Red indicates steps done in parallel

Originally, I had planned on parallelizing only the factored sampling step of the algorithm (predict_new_bases from above), since it basically consists of obtaining N independent random samples. After implementing this, I found that the performance decreased as the number of nodes increased. Realizing that this result meant that predict_new_bases was too simple (thus I was spending a lot of communication to achieve very little computation), I decided to parallelize the observation step as well. The result was the new predict_new_bases_and_observe routine. Obtaining observations involves significantly more computation than predict_new_bases, and it can be done independently of other samples, which makes it a good candidate for parallel computation.

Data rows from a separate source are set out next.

PR #65, opened 2024-09-10
Dispatchable Workflow for Service User Config Inputs Copying

### LINKED ISSUE #64: Create User-Dispatchable Workflow to Move Config Inputs
Currently, we require someone to login as `tm70_ci` to move configuration inputs into `/g/data/vk83/configurations/inputs` since it is restricted. 

This is a bit painful, so create a workflow that takes in:

* Remote file source
* Remote file target
* Whether to overwrite the target with the source
* The ACLs that the file will have (create a sensible default)

Require sign off by developers, and log the inputs so we have visibility. 

The workflow should copy source to target as `tm70_ci` and set appropriate ACLs.

CodeGat:
## Background

This PR adds a new user-dispatchable workflow for the moving of configuration input files across the same remote host as a service user. This is useful for allowing `/g/data/vk83` to remain as a kind of human-free-zone when it comes to important files.

## Questions for Reviewers

* Is the given default `target-acl-spec` correct?

## The PR 

In this PR:
- **Add new inputs-remote-copy dispatchable workflow**
- **README.md: Add info on inputs-remote-copy.yml**

Repository Settings Modified:
- Added `Gadi` GitHub Environment for access to remote `Gadi`

Closes ACCESS-NRI/model-config-inputs#1

### DIFF
--- a/.github/workflows/inputs-remote-copy.yml
+++ b/.github/workflows/inputs-remote-copy.yml
@@ -25,6 +25,7 @@ on:
         type: string
         required: true
         # Default to no write for everyone except tm70_ci
+        # TODO: This default will probably not work for other `remote-environment`s
         default: >-
           u::rwx,
           u:tm70_ci:rwx,
--- a/.github/workflows/inputs-remote-copy.yml
+++ b/.github/workflows/inputs-remote-copy.yml
@@ -50,7 +50,7 @@ jobs:
 
       - name: Verify Remote Target
         run: |
-          if [[ "${{ contains(inputs.target, '/g/data/vk83/configurations/inputs') }}" == "true" ]]; then
+          if [[ "${{ contains(inputs.target, vars.CONFIGS_INPUT_DIR) }}" == "true" ]]; then
             echo "::error::Remote target '${{ inputs.target }}' doesn't look like a configurations input directory."
             exit 1
           fi
--- a/.github/workflows/inputs-remote-copy.yml
+++ b/.github/workflows/inputs-remote-copy.yml
@@ -50,7 +50,7 @@ jobs:
 
       - name: Verify Remote Target
         run: |
-          if [[ "${{ contains(inputs.target, vars.CONFIGS_INPUT_DIR) }}" == "true" ]]; then
+          if [[ "${{ startsWith(inputs.target, vars.CONFIGS_INPUT_DIR) }}" == "true" ]]; then
             echo "::error::Remote target '${{ inputs.target }}' doesn't look like a configurations input directory."
             exit 1
           fi
--- a/.github/workflows/inputs-remote-copy.yml
+++ b/.github/workflows/inputs-remote-copy.yml
@@ -1,0 +1,89 @@
+name: Config Inputs Remote Copy
+run-name: "${{ inputs.remote-environment }} Config Input Copy to ${{ inputs.target }}"
+on:
+  workflow_dispatch:
+    inputs:
+      remote-environment:
+        type: choice
+        required: true
+        description: The Github Environment for the given remote
+        options:
+          - Gadi
+      source:
+        type: string
+        required: true
+        description: Remote absolute path to configuration input file/folder
+      target:
+        type: string
+        required: true
+        description: Remote absolute path for the copied configuration input file/folder
+      overwrite-target:
+        type: boolean
+        required: true
+        description: Overwrite the remote target if it already exists
+      target-acl-spec:
+        type: string
+        required: true
+        # Default to no write for everyone except tm70_ci
+        default: >-
+          u::rwx,
+          u:tm70_ci:rwx,
+          g::r-x,
+          m::rwx,
+          o::---,
+          d:u::rwx,
+          d:u:tm70_ci:rwx,
+          d:g::r-x,
+          d:m::rwx,
+          d:o::---
+        description: ACL spec to be passed to `setfacl -m` for the given target
+jobs:
+  setup:
+    name: Setup
+    runs-on: ubuntu-latest
+    steps:
+      - name: Log inputs
+        run: |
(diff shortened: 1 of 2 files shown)


.github/workflows/inputs-remote-copy.yml
```diff
@@ -0,0 +1,90 @@
...
+        options:
+          - Gadi
+      source:
+        type: string
+        required: true
+        description: Remote absolute path to configuration input file/folder
+      target:
+        type: string
+        required: true
+        description: Remote absolute path for the copied configuration input file/folder
```
aidanheerdegen, line 19: We *could* (not saying this is a good idea) split the path into a root and a final calVer sub-dir, and provide a default for the latter to help users who aren't sure how to version inputs.

.github/workflows/inputs-remote-copy.yml
```diff
@@ -0,0 +1,90 @@
...
+      remote-environment:
+        type: choice
+        required: true
+        description: The Github Environment for the given remote
+        options:
+          - Gadi
+      source:
+        type: string
+        required: true
+        description: Remote absolute path to configuration input file/folder
```
aidanheerdegen, line 15: We need to be quite careful with trailing slashes in rsync

https://stackoverflow.com/a/31278462

It is *really* easy to not do what you expected.

aidanheerdegen (changes requested):
Looks great, thanks! 

I think we should add some logging, so we have a record of what was changed and when. Logs should be in the `inputs` dir and world readable, but not writeable natch. Also machine-readable. CSV is fine if nothing else springs to mind.

Thanks!

.github/workflows/inputs-remote-copy.yml
```diff
@@ -0,0 +1,90 @@
...
+          u:tm70_ci:rwx,
+          g::r-x,
+          m::rwx,
+          o::---,
+          d:u::rwx,
+          d:u:tm70_ci:rwx,
+          d:g::r-x,
+          d:m::rwx,
+          d:o::---
+        description: ACL spec to be passed to `setfacl -m` for the given target
```
CodeGat, line 40: @aidanheerdegen how does this default ACLs look?

.github/workflows/inputs-remote-copy.yml
CodeGat: This is true. But I think that it should be a responsibility of the user to write their `inputs.source` correctly rather than the CI to modify the command that they have explicitly written. What do you think?

aidanheerdegen: Depends what this workflow is designed for. We could make not use `rsync` at all and be very prescriptive (and helpful!) and automate versions etc and be designed to just put new files in a single location to update an existing large directory tree.

Then we could have a different, related, workflow that is really supposed to copy whole directory trees, but it would happen rarely and maybe would definitely *not* overwrite any existing files.

If we don't do above we should add some warnings in the description/docs to be mindful of trailing slashes!

.github/workflows/inputs-remote-copy.yml
aidanheerdegen: They seem fine. I haven't tested them in real world though.

.github/workflows/inputs-remote-copy.yml
```diff
@@ -0,0 +1,90 @@
...
+            exit 1
+          fi
+
+      - name: Verify Valid ACL Spec
+        if: inputs.target-acl-spec != ''
+        env:
+          TEST_DIR: ./test
+        run: |
+          mkdir ${{ env.TEST_DIR }}
+          setfacl --test --recursive --modify "${{ inputs.target-acl-spec }}" ${{ env.TEST_DIR }}
```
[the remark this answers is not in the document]
CodeGat: It doesn't...and it also doesn't let you set ACLs for users that don't exist - just tested it on my own personal laptop. Even though the runners run passwordless sudo, I'm not too sure if it'd be a good idea to start creating users and groups just to test this stuff out...but I will see on my test organisation if it's possible

.github/workflows/inputs-remote-copy.yml
```diff
@@ -0,0 +1,90 @@
...
+    steps:
+      - name: Log inputs
+        run: |
+          echo ""::notice::Copy on ${{ inputs.remote-environment }} from '${{ inputs.source }}' to '${{ inputs.target }}' with ACLs '${{ inputs.target-acl-spec }}'"
+          echo "::${{ inputs.overwrite-target && 'warning' || 'notice' }}::This operation ${{ inputs.overwrite-target && 'WILL' || 'will not' }} overwrite ${{ inputs.target }}"
+
+      - name: Verify Remote Target
+        run: |
+          if [[ "${{ contains(inputs.target, vars.CONFIGS_INPUT_DIR) }}" == "true" ]]; then
+            echo "::error::Remote target '${{ inputs.target }}' doesn't look like a configurations input directory."
```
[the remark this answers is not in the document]
CodeGat: Done in https://github.com/ACCESS-NRI/model-config-tests/pull/65/commits/230a6bcc1cb6e6ec22dbd12f3b81aa9e11961b6a

CodeGat:
Closing this PR as we will be moving it from this repository to https://github.com/ACCESS-NRI/model-config-inputs/. All feedback from this PR will be addressed in a new PR, and will be linked here when created.

.github/workflows/inputs-remote-copy.yml
CodeGat: I think for now we should go with the "warning the user" bit. We can iterate upon this idea in the future, I think.

.github/workflows/inputs-remote-copy.yml
CodeGat: I think in the first instance, we should start with explicit commands (as that is what users were originally doing (`cp` their work into the input dir)), and add helpful stuff incrementally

I experimented with a few different communication patterns and eventually settled upon having all nodes decompress the video frames on their own and having a "smart" root node in charge of dispatching computation to other nodes. Though decompressing each frame on each node leads to redundant computation, the alternatives seemed unattractive:

Partitioning the decompression across the nodes would have required more complex code and probably would have resulted in trivial performance increases. Also, the nature of the sampling makes it necessary for all nodes to have the full frame in memory, which would require a costly all-to-all.
Having one node decompress the frame and broadcasting the result to all other nodes would have required far too much communication. Each uncompressed frame was 640x480 with 24-bit color, so for each frame we would have had to transfer 921600 bytes to each node. A way to improve upon this might be to have every other node decompress the frame, so that we're no longer doing a broadcast, but as it turns out, decompression wasn't a computationally expensive step in the overall pipeline.
I looked into partitioning all of the computation the way Kepner did in his signal processing algorithms--turning each node into a stage in the pipeline--which would have increased the throughput of the system by hiding the communication in buffers between stages. However, this design would have required serious reworking of the code, and it seems to work better on architectures where many processors are available (so you can designate 40 processors for decompression, 30 for color model conversion, 100 for condensation, etc).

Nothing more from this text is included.